57626 recipes created | Permalink | Dark Mode | Random

Wild Rice Recipe

Ingredients

2 tablespoons olive oil

2 tablespoons dried minced onion

2 cloves garlic, minced

2 teaspoons dried basil

3 tablespoons dried mint

1 pinch salt

1/4 cup vegetable oil

1 (28 ounce) can whole kernel corn

1 (6 ounce) can mushrooms, drained

1 cup wild rice

1 pint uncooked wild rice

1 (7 ounce) can wild mushrooms, drained

1 (16 ounce) can red cabbage, quartered

Directions

Heat olive oil in skillet until hot. Add onion and garlic; cook over medium heat 3 to 4 minutes, stirring constantly. Remove from heat. Add basil and mint; cook 5 minutes. Add salt and oil; heat through. Stir in whole corn; stir in mushrooms and cauliflower. Reduce heat to medium. Slowly cook until corn is tender and liquid is reduced; serve.

Also, if you do not have fresh parsley, or you would like to skip white pepper, saute or strain some of the excess water into a separate small bowl. (If using mini peppers, place a small piece of the internal pepper into the jar. This will strengthen the culture.)

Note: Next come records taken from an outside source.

Issue #1732, opened 2023-09-19
Crash When Comparing Functions (and Other Values)


PossiblyAShrub:
This also happens with other values, ie `^[1] === ^[1]`.

Not sure if we want to define equality on these values, but we shouldn't crash.

### Traceback

```
$ bin/ysh -c '= str === str'
Traceback (most recent call last):
  File "/home/aolse/oils/oil/bin/oils_for_unix.py", line 208, in <module>
    sys.exit(main(sys.argv))
  File "/home/aolse/oils/oil/bin/oils_for_unix.py", line 183, in main
    return AppBundleMain(argv)
  File "/home/aolse/oils/oil/bin/oils_for_unix.py", line 138, in AppBundleMain
    return shell.Main('ysh', arg_r, environ, login_shell, loader, readline)
  File "/home/aolse/oils/oil/core/shell.py", line 1009, in Main
    cmd_flags=cmd_eval.IsMainProgram)
  File "/home/aolse/oils/oil/core/main_loop.py", line 353, in Batch
    is_return, is_fatal = cmd_ev.ExecuteAndCatch(node, cmd_flags=cmd_flags)
  File "/home/aolse/oils/oil/osh/cmd_eval.py", line 1859, in ExecuteAndCatch
    status = self._Execute(node)
  File "/home/aolse/oils/oil/osh/cmd_eval.py", line 1681, in _Execute
    status = self._Dispatch(node, cmd_st)
  File "/home/aolse/oils/oil/osh/cmd_eval.py", line 1084, in _Dispatch
    val = self.expr_ev.EvalExpr(node.e, loc.Missing)
  File "/home/aolse/oils/oil/ysh/expr_eval.py", line 303, in EvalExpr
    val = self._EvalExpr(node)
  File "/home/aolse/oils/oil/ysh/expr_eval.py", line 1024, in _EvalExpr
    return self._EvalCompare(node)
  File "/home/aolse/oils/oil/ysh/expr_eval.py", line 573, in _EvalCompare
    result = val_ops.ExactlyEqual(left, right)
  File "/home/aolse/oils/oil/ysh/val_ops.py", line 410, in ExactlyEqual
    raise NotImplementedError(left)
NotImplementedError: (value.Func callable:<library.func_misc.Str_ object at 0x7fd2f31dfd90>)
```

PossiblyAShrub:
[...]

PR #1754, opened 2023-10-31
[ysh] Fix Crash When Comparing Non-Comparable Types

PossiblyAShrub:
Issue: #1732

Now we raise a `error.TypeErr` when comparing non-comparable types.

```sh
ysh$ = {}->keys === {}->keys
  = {}->keys === {}->keys
  ^
[ interactive ]:1: fatal: Cannot compare this type, got BuiltinMethod
```

### DIFF
--- a/spec/ysh-expr-compare.test.sh
+++ b/spec/ysh-expr-compare.test.sh
@@ -370,3 +370,13 @@ for val in (unimpl) {
 }
 ## STDOUT:
 ## END
+
+#### Non-comparable types in case arms
+var myexpr = ^[123]
+
+case (myexpr) {
+  (myexpr) { echo 123; }
+}
+## status: 3
+## STDOUT:
+## END
--- a/spec/ysh-expr-compare.test.sh
+++ b/spec/ysh-expr-compare.test.sh
@@ -343,3 +343,30 @@ y=42
 x=42
 ## END
 
+#### Undefined comparisons
+shopt -s ysh:all
+
+func f() { true }
+var mydict = {}
+var myexpr = ^[123]
+
+var unimpl = [
+    / [a-z]+ /,  # Eggex
+    myexpr,  # Expr
+    ^(echo hello),  # Block
+    f,  # Func
+    mydict->keys,  # BoundFunc
+    # These cannot be constructed
+    # - Proc
+    # - Slice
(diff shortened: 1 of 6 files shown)


ysh/val_ops.py
```diff
@@ -406,7 +406,7 @@ def ExactlyEqual(left, right):
 
             return True
 
-    raise NotImplementedError(left)
+    raise error.TypeErr(left, "Cannot compare this type", loc.Missing)
```
andychu, line 409: Can we add an optional `loc_t` param  to ExactlyEqual(), and then pass `blame_loc=op` from `ysh/expr_eval.py` where it's called?

I think this will blame the `===` which is nicer

spec/ysh-expr-compare.test.sh
```diff
@@ -343,3 +343,30 @@ y=42
...
+    f,  # Func
+    mydict->keys,  # BoundFunc
+    # These cannot be constructed
+    # - Proc
+    # - Slice
+    # - Range
+]
+
+for val in (unimpl) {
+  try { _ val === val }
```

Cut mushrooms and broccoli into 1 inch florets; set aside

Dredge wild rice in 1 tablespoon olive oil. Mix in wild rice, mushrooms and cauliflower. Cover rice with remaining olive oil mixture; refrigerate.

Assemble the lasagna: Bring a large pot of lightly salted water to a boil. Add pasta and cook for 12 to 15 minutes or until al dente; drain and reserve.

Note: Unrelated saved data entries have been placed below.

PR #1755, opened 2023-11-02
[ysh] Improve error message when using setvar without var

PossiblyAShrub:
Previously:

```
$ cat example.ysh
proc foo() {
  read --line (&x)
  setvar x = x + "xyz"
  echo $x
}

foo
$ bin/ysh example.ysh
    setvar x = x + "xyz"
           ^
example.ysh:3: 'x' hasn't been declared
```

Now
```
$ cat example.ysh
proc foo() {
  read --line (&x)
  setvar x = x + "xyz"
  echo $x
}

foo
$ bin/ysh example.ysh
    setvar x = x + "xyz"
           ^
example.ysh:3: Declare 'var x' before using 'setvar'
```

### DIFF
--- a/osh/cmd_parse.py
+++ b/osh/cmd_parse.py
@@ -445,7 +445,7 @@ class VarChecker(object):
 
         if keyword_id == Id.KW_SetVar:
             if name not in top:
-                p_die("%r hasn't been declared" % name, name_tok)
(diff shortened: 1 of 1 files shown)


andychu:
Thanks!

Place parmesan sauce over pot of boiling water, and add mushrooms and chopped broccoli. Simmer 15 minutes; stir in parmesan and parsley.

Return sauce to a boil and add mushrooms and parsley. Stir in parsley and rice; return to a boil about 20 minutes more.

Assemble the lasagna: Place the spaghetti in a large saucepan. Cook over medium heat, stirring constantly, until al dente; drain. Mix drained spaghetti into lasagna; stir evenly.

Return saucepan of water with parmesan mixture to a large saucepan and heat slowly over medium heat, stirring constantly, until pasta is al dente. Remove from heat; stir in parmesan.

Return saucepan of water to a simmer and pour mushroom and peppers into saucepan with saucepan; stir gently and continue to heat through.

Divide noodles into 4 pieces and roll into rolls. Place rolls in a large plastic bag; press on edges and discard plastic. Wrap each roll in plastic wrap, and tie with kitchen twine. To assemble, bend into a 4 inch ball. Place on a medium baking sheet. Cover with foil.

Bake in a 375 degree F oven for 1 hour.

Remove foil after 10 minutes; remove rolls. Fry in preheated oven for 5 minutes; roll in parmesan to coat. Return rolled noodles to pan.

Spoon noodles into muffin cups. Spoon parmesan mixture over rollouts.